**Work required:** Would you transcribe each of the entries exactly, with nothing added or dropped?

Collected data
PR #336, opened 2026-07-16
SS-9464: New App Builder toolbars

MajorMeerkatThe3rd:
https://shapediver.atlassian.net/browse/SS-9464

This PR adds a new toolbar system to App Builder. Toolbars can now be configured directly in App Builder JSON and used to promote important viewer, configurator, export, camera, and model-state features around the viewport. The default viewport toolbar has also been moved to this new system, so custom toolbars and the built-in toolbar now work the same way.

### Add configurable toolbars around the viewer

App Builder can now place toolbars in viewport slots. A toolbar chooses:

- a viewport edge: `top`, `right`, `bottom`, or `left`
- an alignment on that edge: `start`, `center`, or `end`
- an order, so multiple toolbars in the same slot can stack predictably
- a visibility mode, such as always visible or shown based on mouse activity

### Use actions and controls as toolbar items

Toolbar items can be either direct triggers or popover triggers.

Direct triggers run immediately when clicked. Examples:

- action items execute an App Builder action, such as zoom, fullscreen, reset parameters, set parameter values, add to cart, or play sound
- export refs trigger the referenced export as a toolbar export control

Popover triggers open additional UI. Examples:

- parameter refs open the referenced parameter in a popover
- output refs open the referenced output in a popover
- menu items open action menus
- widget items open widget panels
- tab items open tabbed panels

This keeps the toolbar flexible: simple operations can be one-click buttons, while more complex workflows can live behind a compact popover. Popover styling can be adjusted and still supports the legacy viewport-icon theme fallback.

Toolbar popovers are created by using toolbar items that contain nested content instead of a direct action.

For example:

- `items` creates a menu popover
- `widgets` creates a widget panel popover
- `tabs` creates a tabbed popover
- `type: "parameter"` creates a parameter popover
- `type: "output"` creates an output popover

Menus can be flat or grouped. Grouped menus render dividers automatically between sections. This makes it easy to create compact utility menus without custom React code.

### New Actions

Existing App Builder actions can be used in toolbar buttons and toolbar menus, including camera actions, set parameter values, add to cart, close configurator, message parent, set browser location, and sound actions.
                                                                                                                                  
New action types added as part of this work include: 

- AR
- Import parameter values
- Export parameter values
- Fullscreen / fullscreen 3-state
- Import model state
- Redo
- Undo
- Reset parameter values

## Legacy compatibility

The old `ViewportIcons` rendering path has been removed from active App Builder usage.

Legacy theme keys are still accepted for compatibility:

- `ViewportIcons`
- `ViewportIconButton`

They now map into the new toolbar system instead of rendering the old components.

New preferred theme keys are:

- `AppBuilderToolbar`
- `AppBuilderToolbarLayer`
- `AppBuilderToolbarButton`
- `AppBuilderToolbarIconButton`
- `AppBuilderToolbarMenuItemButton`

@snabela please focus on the `appbuilder.ts` to see if the general structure is to your liking
@LemToUp please review in general


features/appbuilder/config/appbuilder.ts
```diff
@@ -1151,16 +1251,89 @@ export type AppBuilderAnchor3dContainerProperties = {
...
+	IAppBuilderControl;
+
+export type IAppBuilderToolbarActionItem = IAppBuilderToolbarItemBase & {
+	type: "action";
+	props: IAppBuilderControlActionRef;
+};
+
+export type IAppBuilderToolbarMenuItem = IAppBuilderToolbarItemBase & {
+	/** Additional toolbar actions shown when this item is opened. */
+	items: IAppBuilderToolbarActionItem[] | IAppBuilderToolbarActionItem[][];
```
snabela: @MajorMeerkatThe3rd if I get it right, `IAppBuilderToolbarActionItem[][]` would be groups of action items?

features/appbuilder/config/appbuilder.ts
```diff
@@ -1151,16 +1251,89 @@ export type AppBuilderAnchor3dContainerProperties = {
...
+	presentation?: "button" | "item";
+}
+
+export type IAppBuilderToolbarControlItem = IAppBuilderToolbarItemBase &
+	IAppBuilderControl;
+
+export type IAppBuilderToolbarActionItem = IAppBuilderToolbarItemBase & {
+	type: "action";
+	props: IAppBuilderControlActionRef;
+};
```
snabela: @MajorMeerkatThe3rd what do you think of adding `type` and `props` to `IAppBuilderToolbarItemBase`, always use `props` fur further properties, and discriminating by `type`?

snabela (commented):
@MajorMeerkatThe3rd great work, very much looking forward to this! 

I left some comments regarding the types, probably we should have a quick call.

features/appbuilder/config/appbuilder.ts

**Result:**
PR #336, opened 2026-07-16
SS-9464: New App Builder toolbars

MajorMeerkatThe3rd:
https://shapediver.atlassian.net/browse/SS-9464

This PR adds a new toolbar system to App Builder. Toolbars can now be configured directly in App Builder JSON and used to promote important viewer, configurator, export, camera, and model-state features around the viewport. The default viewport toolbar has also been moved to this new system, so custom toolbars and the built-in toolbar now work the same way.

### Add configurable toolbars around the viewer

App Builder can now place toolbars in viewport slots. A toolbar chooses:

- a viewport edge: `top`, `right`, `bottom`, or `left`
- an alignment on that edge: `start`, `center`, or `end`
- an order, so multiple toolbars in the same slot can stack predictably
- a visibility mode, such as always visible or shown based on mouse activity

### Use actions and controls as toolbar items

Toolbar items can be either direct triggers or popover triggers.

Direct triggers run immediately when clicked. Examples:

- action items execute an App Builder action, such as zoom, fullscreen, reset parameters, set parameter values, add to cart, or play sound
- export refs trigger the referenced export as a toolbar export control

Popover triggers open additional UI. Examples:

- parameter refs open the referenced parameter in a popover
- output refs open the referenced output in a popover
- menu items open action menus
- widget items open widget panels
- tab items open tabbed panels

This keeps the toolbar flexible: simple operations can be one-click buttons, while more complex workflows can live behind a compact popover. Popover styling can be adjusted and still supports the legacy viewport-icon theme fallback.

Toolbar popovers are created by using toolbar items that contain nested content instead of a direct action.

For example:

- `items` creates a menu popover
- `widgets` creates a widget panel popover
- `tabs` creates a tabbed popover
- `type: "parameter"` creates a parameter popover
- `type: "output"` creates an output popover

Menus can be flat or grouped. Grouped menus render dividers automatically between sections. This makes it easy to create compact utility menus without custom React code.

### New Actions

Existing App Builder actions can be used in toolbar buttons and toolbar menus, including camera actions, set parameter values, add to cart, close configurator, message parent, set browser location, and sound actions.
                                                                                                                                  
New action types added as part of this work include: 

- AR
- Import parameter values
- Export parameter values
- Fullscreen / fullscreen 3-state
- Import model state
- Redo
- Undo
- Reset parameter values

## Legacy compatibility

The old `ViewportIcons` rendering path has been removed from active App Builder usage.

Legacy theme keys are still accepted for compatibility:

- `ViewportIcons`
- `ViewportIconButton`

They now map into the new toolbar system instead of rendering the old components.

New preferred theme keys are:

- `AppBuilderToolbar`
- `AppBuilderToolbarLayer`
- `AppBuilderToolbarButton`
- `AppBuilderToolbarIconButton`
- `AppBuilderToolbarMenuItemButton`

@snabela please focus on the `appbuilder.ts` to see if the general structure is to your liking
@LemToUp please review in general


features/appbuilder/config/appbuilder.ts
```diff
@@ -1151,16 +1251,89 @@ export type AppBuilderAnchor3dContainerProperties = {
...
+	IAppBuilderControl;
+
+export type IAppBuilderToolbarActionItem = IAppBuilderToolbarItemBase & {
+	type: "action";
+	props: IAppBuilderControlActionRef;
+};
+
+export type IAppBuilderToolbarMenuItem = IAppBuilderToolbarItemBase & {
+	/** Additional toolbar actions shown when this item is opened. */
+	items: IAppBuilderToolbarActionItem[] | IAppBuilderToolbarActionItem[][];
```
snabela: @MajorMeerkatThe3rd if I get it right, `IAppBuilderToolbarActionItem[][]` would be groups of action items?

features/appbuilder/config/appbuilder.ts
```diff
@@ -1151,16 +1251,89 @@ export type AppBuilderAnchor3dContainerProperties = {
...
+	presentation?: "button" | "item";
+}
+
+export type IAppBuilderToolbarControlItem = IAppBuilderToolbarItemBase &
+	IAppBuilderControl;
+
+export type IAppBuilderToolbarActionItem = IAppBuilderToolbarItemBase & {
+	type: "action";
+	props: IAppBuilderControlActionRef;
+};
```
snabela: @MajorMeerkatThe3rd what do you think of adding `type` and `props` to `IAppBuilderToolbarItemBase`, always use `props` fur further properties, and discriminating by `type`?

snabela (commented):
@MajorMeerkatThe3rd great work, very much looking forward to this! 

I left some comments regarding the types, probably we should have a quick call.

features/appbuilder/config/appbuilder.ts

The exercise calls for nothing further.